I did the former and then did a BIOS update and lost my key. It was extremely funny because it was very expected. If you want to do that, this is how:

# add a key on that token. the key label will show up next to the key when you
# pull it out using ssh-keygen. see notes below for why it's rsa2048/ecc256
# suggested despite others being supported.
tpm2_ptool addkey --algorithm [rsa2048 or ecc256] --label sshtok \
    --key-label [KEY LABEL] --userpin [USER PIN]

If you want to generate a key and import it instead (note that obviously the actual key material did touch your system. threat model, etc):

# make a working dir
umask 077 && mkdir /tmp/crypto && cd /tmp/crypto

# generate an ssh key. put a passphrase on this.
# you could also use ecdsa or something else assuming the tpm supports it.
ssh-keygen -t rsa -b 2048 -f tpm_rsa

# go back it up somewhere offline

# now, decrypt the one here into a format the tpm tools understand
# indeed, set the password to nothing
ssh-keygen -f tpm_rsa -mPEM -ep

# import it into the tpm
tpm2_ptool import --label sshtok --key-label my-ssh-key --userpin [USER PIN] \
    --privkey /tmp/crypto/tpm_rsa --algorithm rsa

# important! destroy the cleartext key
shred -zu tpm_rsa
rm -rf /tmp/crypto

After doing either of these, you're in the same place and can proceed.

# Use this if you're on Arch Linux
TPM2_PKCS11_SO=/usr/lib/pkcs11/libtpm2_pkcs11.so

# Use this if you're on Ubuntu
# note: $(gcc -dumpmachine) returns something like x86_64-linux-gnu
TPM2_PKCS11_SO=/usr/lib/$(gcc -dumpmachine)/libtpm2_pkcs11.so.1

# pull out the public keys to stdout. idk put them somewhere i guess. you can
# do this again later, it will give you the same output
ssh-keygen -D $TPM2_PKCS11_SO

# if you want, you can use ssh-agent to remember your PIN for this session
pgrep -u $UID ssh-agent || eval `ssh-agent`
ssh-add -s $TPM2_PKCS11_SO

# add your ssh key to some remote hosts' authorized_keys

# add the pkcs11 module to ssh_config on your client
cat <(echo "PKCS11Provider $TPM2_PKCS11_SO") ~/.ssh/config \
    | tee ~/.ssh/config

# try it!!!
ssh yourhost

Some notes:

On my system, rsa2048 and ecc256 seem to work as algorithms.
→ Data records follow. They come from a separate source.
PR #2953, opened 2024-06-10
[fix] - implement MaxSecretSizeProvider for `auth0managementapitoken` detector

ahrav:
### Description:
This PR introduces the MaxSecretSizeProvider for the `auth0managementapitoken` detector. Additionally, it updates the keyword list to include `ey`, the prefix of the API token.

### Checklist:

### DIFF
--- a/pkg/detectors/auth0managementapitoken/auth0managementapitoken.go
+++ b/pkg/detectors/auth0managementapitoken/auth0managementapitoken.go
@@ -3,9 +3,10 @@ package auth0managementapitoken
 import (
 	"context"
 	"fmt"
-	regexp "github.com/wasilibs/go-re2"
 	"net/http"
 	"strings"
+
+	regexp "github.com/wasilibs/go-re2"
 
 	"github.com/trufflesecurity/trufflehog/v3/pkg/common"
 	"github.com/trufflesecurity/trufflehog/v3/pkg/detectors"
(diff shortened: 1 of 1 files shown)


pkg/detectors/auth0managementapitoken/auth0managementapitoken.go
```diff
@@ -18,35 +19,38 @@ type Scanner struct {
...
+
+const maxSecretSize = 5000
+
+func (Scanner) MaxSecretSize() int64 { return maxSecretSize }
 
 // FromData will find and optionally verify Auth0ManagementApiToken secrets in a given set of bytes.
 func (s Scanner) FromData(ctx context.Context, verify bool, data []byte) (results []detectors.Result, err error) {
 	dataStr := string(data)
 
-	managementApiTokenMatches := managementApiTokenPat.FindAllStringSubmatch(dataStr, -1)
```
ahrav, line 41: Renamed to more closely align with the go style guide.

ahrav:
Removed `ey` as a keyword to avoid a gazillion matches. Thanks @rosecodym

dustin-decker (approved):

pkg/detectors/auth0managementapitoken/auth0managementapitoken.go
```diff
@@ -18,35 +19,38 @@ type Scanner struct {
...
 // Keywords are used for efficiently pre-filtering chunks.
 // Use identifiers in the secret preferably, or the provider name.
-func (s Scanner) Keywords() []string {
-	return []string{"auth0"}
-}
+func (s Scanner) Keywords() []string { return []string{"auth0"} }
+
+const maxSecretSize = 5000
+
+func (Scanner) MaxSecretSize() int64 { return maxSecretSize }
```
bugbaba, line 39: `MaxSecretSize()` is not used I believe it was intended to be used in `if len(managementAPITokenRes) < 2000 || len(managementAPITokenRes) > 5000 {`

ahrav: We should use it [here](https://github.com/trufflesecurity/trufflehog/blob/a150103e2bc7917baa00bc27af2c15721b649ff0/pkg/engine/ahocorasick/ahocorasickcore.go#L82) to determine the endOffset for the chunk. This ensures we extract only the section of the chunk containing the credential before passing the data to the detector. Consequently, the regex runs on a smaller dataset.

PR #2955, opened 2024-06-10
[chore] - Update`databrickstoken` detector keyword

ahrav:
### Description:
This PR updates the keyword for the `databrickstoken` detector to `cloud.databricks.com`. This more specific keyword should reduce the number of regex matches the detector needs to process.

### Checklist:

### DIFF
--- a/pkg/detectors/databrickstoken/databrickstoken.go
+++ b/pkg/detectors/databrickstoken/databrickstoken.go
@@ -3,9 +3,10 @@ package databrickstoken
 import (
 	"context"
 	"fmt"
-	regexp "github.com/wasilibs/go-re2"
 	"net/http"
 	"strings"
+
+	regexp "github.com/wasilibs/go-re2"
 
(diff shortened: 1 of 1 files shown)


pkg/detectors/databrickstoken/databrickstoken.go
```diff
@@ -30,9 +32,7 @@ var (
 
 // Keywords are used for efficiently pre-filtering chunks.
 // Use identifiers in the secret preferably, or the provider name.
-func (s Scanner) Keywords() []string {
-	return []string{"databricks", "dapi"}
-}
+func (s Scanner) Keywords() []string { return []string{"cloud.databricks.com", "dapi"} }
```
rgmz, line 35: Databricks has a number of related domains, including: `cloud.databricks.com`, `.azuredatabricks.net`, `gcp.databricks.com`, `dev.databricks.com`, and possibly more.

ahrav: Whoops I completely read the regex incorrectly. Thanks.

PR #2961, opened 2024-06-11
adding eraser ai detector

0x1:
AI Copilot for creating technical design: https://www.eraser.io/ai

### Description:
Add EraserAI detector

### Checklist:


pkg/detectors/eraser/eraser.go
```diff
@@ -0,0 +1,108 @@
...
+			isVerified, extraData, verificationErr := verifyMatch(ctx, client, match)
+			s1.Verified = isVerified
+			s1.ExtraData = extraData
+			s1.SetVerificationError(verificationErr, match)
+		}
+
+		results = append(results, s1)
+	}
+
+	return
```
abmussani, line 66: I guess you have missed to return the results with error ( probably nil).

abmussani (changes requested):
Thank you @0x1 for adding this. With little change, You have also not added new detector in [pkg/engine/defaults.go](https://github.com/trufflesecurity/trufflehog/blob/main/pkg/engine/defaults.go).

pkg/detectors/eraser/eraser.go
rosecodym: This is actually a [Go language feature](https://go.dev/tour/basics/7)! It's kind of confusing sometimes, but it has its uses, so we allow it.

ahrav (approved):

pkg/detectors/eraser/eraser.go
abmussani: ahan, I did not know about 'naked returns'. Thank you @rosecodym for increasing my Golang knowledge.

PR #2964, opened 2024-06-13
Fix test compilation errors

rgmz:
### Description:
PRs #2812 and #2930 inadvertently broke a few tests. 

This wasn't noticed because Go doesn't seem to have a way to compile all tests/tags. The closest you can get is manually specifying all the tags and running a pattern that won't be matched.🤷‍♂️ 
```sh
$ go test -run=XXX_SHOULD_NEVER_MATCH_XXX -tags="detectors,integration,localInfra" ./...
```

### Checklist:


ahrav (approved):
Thank you ❤️

PR #2966, opened 2024-06-13
update Asana PAT detector to match new token format

slashnick:
### Description:
Asana updated their Personal Access Token format to include an extra ID before the secret part.

Newly issued Asana PATs look something like `2/1234567890123456/1234567890123457:abcdef0123456789abcdef0123456789`

### Checklist:


zricethezav (commented):
@slashnick do you know if the old format for the api keys are still being accepted by asana? If so this should probably be a versioned detector

kashifkhan0771:
The old format is still working. @slashnick Can you add it as a new version?

kashifkhan0771:
Closing against: https://github.com/trufflesecurity/trufflehog/pull/4273

PR #2969, opened 2024-06-13
Return match/reason from `detectors.IsKnownFalsePositive`

rgmz:
### Description:
Recently, there have been several confusing bugs related to false-positive filtering. In each case, determining the cause of this has required manually adding print statements in order to see why.

#2643 added a log statement when a result is filtered, however, it doesn't include the reason why. 

This updates the method to include the specific match/reason behind it returning `true`.

### Checklist:

### DIFF
--- a/pkg/custom_detectors/custom_detectors.go
+++ b/pkg/custom_detectors/custom_detectors.go
@@ -8,11 +8,12 @@ import (
 	"regexp"
 	"strings"
 
+	"golang.org/x/sync/errgroup"
+
 	"github.com/trufflesecurity/trufflehog/v3/pkg/common"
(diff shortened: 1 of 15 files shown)


rosecodym (approved):
thanks for this! it looks good to me but i want to give @ahrav an opportunity to hold this merge off until he's done fiddling with all the engine code he was planning to fiddle with

ahrav:
> thanks for this! it looks good to me but i want to give @ahrav an opportunity to hold this merge off until he's done fiddling with all the engine code he was planning to fiddle with

I think we can go ahead and merge this. I'll adjust my PR to deal with the merge conflicts, it shouldn't be too bad. Thanks @rgmz

ahrav (approved):

PR #2976, opened 2024-06-16
Add UUIDs to false positive checker

### LINKED ISSUE #1953: `IsKnownFalsePositive` incorrectly marks value as false-positive

### TruffleHog Version
3.60.1

### Trace Output
N/A

### Expected Behavior

The following (valid) secret is not marked as a false-positive
```
9ed918b9-7ea6-4880-9734-e3822649e20b
```

### Actual Behavior

The value is marked as a false-positive in [`IsKnownFalsePositive`](https://github.com/trufflesecurity/trufflehog/blob/855aba2407ba2f195eb47c62a63a512b39e46be3/pkg/detectors/falsepositives.go#L38) because it contains `0-9` from [`badlist.txt`](https://github.com/trufflesecurity/trufflehog/blob/855aba2407ba2f195eb47c62a63a512b39e46be3/pkg/detectors/badlist.txt#L91).

## Environment
N/A

## Additional Context

For things like [UUIDs](https://github.com/trufflesecurity/trufflehog/blob/855aba2407ba2f195eb47c62a63a512b39e46be3/pkg/detectors/azure/azure.go#L78) it doesn't make sense to use the standard IsKnownFalsePositivr function because the pattern is so specific. Perhaps it's worth adding a UUID-specific one to catch stuff like `00000-0000-...`?

### References
N/A

rgmz:
### Description:
This fixes #1953 by adding a list of UUID false positives. It also renames the lists so they appear together in the file explorer (nitpick). 

> For things like [UUIDs](https://github.com/trufflesecurity/trufflehog/blob/855aba2407ba2f195eb47c62a63a512b39e46be3/pkg/detectors/azure/azure.go#L78) it doesn't make sense to use the standard IsKnownFalsePositivr function because the pattern is so specific. Perhaps it's worth adding a UUID-specific one to catch stuff like 00000-0000-...?

It also changes a few things:
- Remove the `detectors` label so false positive unit tests can catch issues more frequently
- Changes the `DefaultFalsePositives` from a slice to a map to allow for exact matching

### Checklist:


pkg/detectors/falsepositives.go
```diff
@@ -12,7 +12,10 @@ import (
 	"github.com/trufflesecurity/trufflehog/v3/pkg/context"
 )
 
-var DefaultFalsePositives = []FalsePositive{"example", "xxxxxx", "aaaaaa", "abcde", "00000", "sample", "*****"}
+var (
+	DefaultFalsePositives = []FalsePositive{"example", "xxxxxx", "aaaaaa", "abcde", "00000", "sample", "*****"}
+	UuidFalsePositives    []FalsePositive
```
rgmz, line 17: Having a list for UUIDs is useful if you have a value that's supposed to be a UUID.

pkg/detectors/falsepositives_test.go
```diff
@@ -1,6 +1,3 @@
-//go:build detectors
```
rgmz, line 1: As far as I can tell, nothing in this test relies on 'real' values. It would be beneficial for this test to be included in `make test` and `make test-community`.

pkg/detectors/falsepositives.go
```diff
@@ -12,7 +12,12 @@ import (
 	"github.com/trufflesecurity/trufflehog/v3/pkg/context"
 )
 
-var DefaultFalsePositives = []FalsePositive{"example", "xxxxxx", "aaaaaa", "abcde", "00000", "sample", "*****"}
+var (
+	DefaultFalsePositives = map[FalsePositive]struct{}{
+		"example": {}, "xxxxxx": {}, "aaaaaa": {}, "abcde": {}, "00000": {}, "sample": {}, "*****": {},
+	}
+	UuidFalsePositives map[FalsePositive]struct{}
```
rosecodym, line 19: Is this actually used anywhere?

pkg/detectors/falsepositives.go
```diff
@@ -64,16 +81,19 @@ func GetFalsePositiveCheck(detector Detector) func(Result) (bool, string) {
...
+func IsKnownFalsePositive(match string, falsePositives map[FalsePositive]struct{}, wordCheck bool) (bool, string) {
 	if !utf8.ValidString(match) {
 		return true, "invalid utf8"
 	}
 	lower := strings.ToLower(match)
-	for _, fp := range falsePositives {
+	for fp := range falsePositives {
 		fps := string(fp)
-		if strings.Contains(lower, fps) {
+		if lower == fps {
```
rosecodym, line 91: You still do exact matching by iterating over `falsePositives` - do you actually use your new map as a map anywhere?

pkg/detectors/falsepositives_test.go
rosecodym: @zricethezav are you aware of any non-obvious reason that this test is behind `detectors`? (Also tagging @abmussani for visibility)

pkg/detectors/falsepositives.go
rgmz: #2978 and eventually #1979.

pkg/detectors/falsepositives_test.go
zricethezav: > @zricethezav are you aware of any non-obvious reason that this test is behind detectors? (Also tagging @abmussani for visibility)

negative, seems like this test should be part of the community PR tests

abmussani (approved):
LGTM. just a little comment about utilizing the Map.

pkg/detectors/falsepositives.go
rgmz: That makes sense to me.

ahrav (approved):
Nice! Wow, sorry this has been open so long.

PR #2978, opened 2024-06-16
Create detector for Azure refresh tokens

rgmz:
### Description:

(This should only be merged after #2985.)

Azure refresh tokens are long-lived opaque tokens returned alongside access tokens[^1]. They can remain valid for an indefinite period, and can be used to generate a new valid access token on behalf of the subject.

This detector can be tested by obtaining a live refresh token. I like using [ROADtools](https://github.com/dirkjanm/ROADtools):
```sh
# Obtain a token for Microsoft Office
# https://learn.microsoft.com/en-us/troubleshoot/azure/entra/entra-id/governance/verify-first-party-apps-sign-in
$ roadrecon auth --device-code -c d3590ed6-52b3-4102-aeff-aad2292ab01c -r msgraph
To sign in, use a web browser to open the page https://microsoft.com/devicelogin and enter the code ABCDEFG123 to authenticate. 
Tokens were written to .roadtools_auth
```

This detector only works with refresh tokens created for [public clients](https://learn.microsoft.com/en-us/entra/identity-platform/msal-client-applications). If a client is confidential, the required tenant, id, and secret should trigger the service principal detector.

[^1]: https://learn.microsoft.com/en-us/azure/energy-data-services/how-to-generate-auth-token#get-an-auth-token-and-a-refresh-token

### Checklist:
* [x] Dependent PR merged? #2976 


pkg/detectors/azure_entra/refreshtoken/refreshtoken.go
```diff
@@ -0,0 +1,312 @@
...
+	return detectorspb.DetectorType_AzureRefreshToken
+}
+
+func (s Scanner) Description() string {
+	return "Azure Entra ID refresh tokens provide long-lasting access to an account."
+}
+
+func (Scanner) MaxSecretSize() int64 { return 2048 }
+
+func (Scanner) StartOffset() int64 { return 4096 }
```
rgmz, line 58: @ahrav In this case the token can be quite long (1000+) and the other fields can be either before or after it. What's the correct way to look +/- ~1024 on either side?

ahrav (approved):

PR #2982, opened 2024-06-17
Fix giturl handling of paths containing `%`

rgmz:
### Description:
This fixes an issue where paths that contain `%` cause `UpdateLinkLineNumber` to fail.

```
parse \"https://github.com/coinbase/cbpay-js/blob/abcdefg/folder/%/name\": invalid URL escape \"%/n\"
```

### Checklist:

### DIFF
--- a/pkg/giturl/giturl.go
+++ b/pkg/giturl/giturl.go
@@ -174,6 +174,7 @@ var linePattern = regexp.MustCompile(`L\d+`)
 // UpdateLinkLineNumber updates the line number in a repository link.
 // Used post-link generation to refine reported issue locations within large scanned blocks.
 func UpdateLinkLineNumber(ctx context.Context, link string, newLine int64) string {
+	link = strings.Replace(link, "%", "%25", -1)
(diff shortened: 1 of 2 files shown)


dustin-decker:
Should we consider url encoding path elements? It seems like this could have just as easily been a different special character. I'm surprised it wasn't already encoded.

rgmz:
That's probably a better solution. This is an old change I had sitting around, I didn't look to deeply into other solutions.

zricethezav:
> Should we consider url encoding path elements? 

@rgmz did you want to follow up on this? Seems like a worthwhile change.

ahrav (approved):

ahrav:
Ah, looks like my approval is worthless here. 😞 🤣

rgmz:
> > Should we consider url encoding path elements?
> 
> @rgmz did you want to follow up on this? Seems like a worthwhile change.

Could be a useful follow-up, but it'd need a lot more testing.

This is a relatively straightforward and safe change.

PR #2995, opened 2024-06-20
Return targeted scan errors

rosecodym:
### Description:
Targeted scans should return their errors so that consumers can process them. By creating a type that combines an error with a targeted secret ID, we can return these errors without having to modify the `Source` interface.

Notably, ecc384 does not work when you actually try to log into a computer with it:

WARNING:esys:src/tss2-esys/api/Esys_Sign.c:311:Esys_Sign_Finish() Received TPM Error
ERROR:esys:src/tss2-esys/api/Esys_Sign.c:105:Esys_Sign() Esys Finish ErrorCode (0x000001d5)
ERROR: Esys_Sign: tpm:parameter(1):structure is the wrong size

If you want to grab all the repos, here's the invocation I used to clone all of them for rg'ing:

gh repo list --json nameWithOwner \
    --template '{{range .}}{{.nameWithOwner}}{{"\n"}}{{end}}' tpm2-software \
    | xargs -i -- git clone 'https://github.com/{}'

If you're having an unfortunate day and are running into a suspected bug, there are -git versions of all of these on the AUR, which you can build with symbols.


Error messages with the TPM stuff are not extremely googleable. If you want help, check out the gitter for the tpm2-software tools, and perhaps the source code.


Thanks to Rain for their feedback on this post.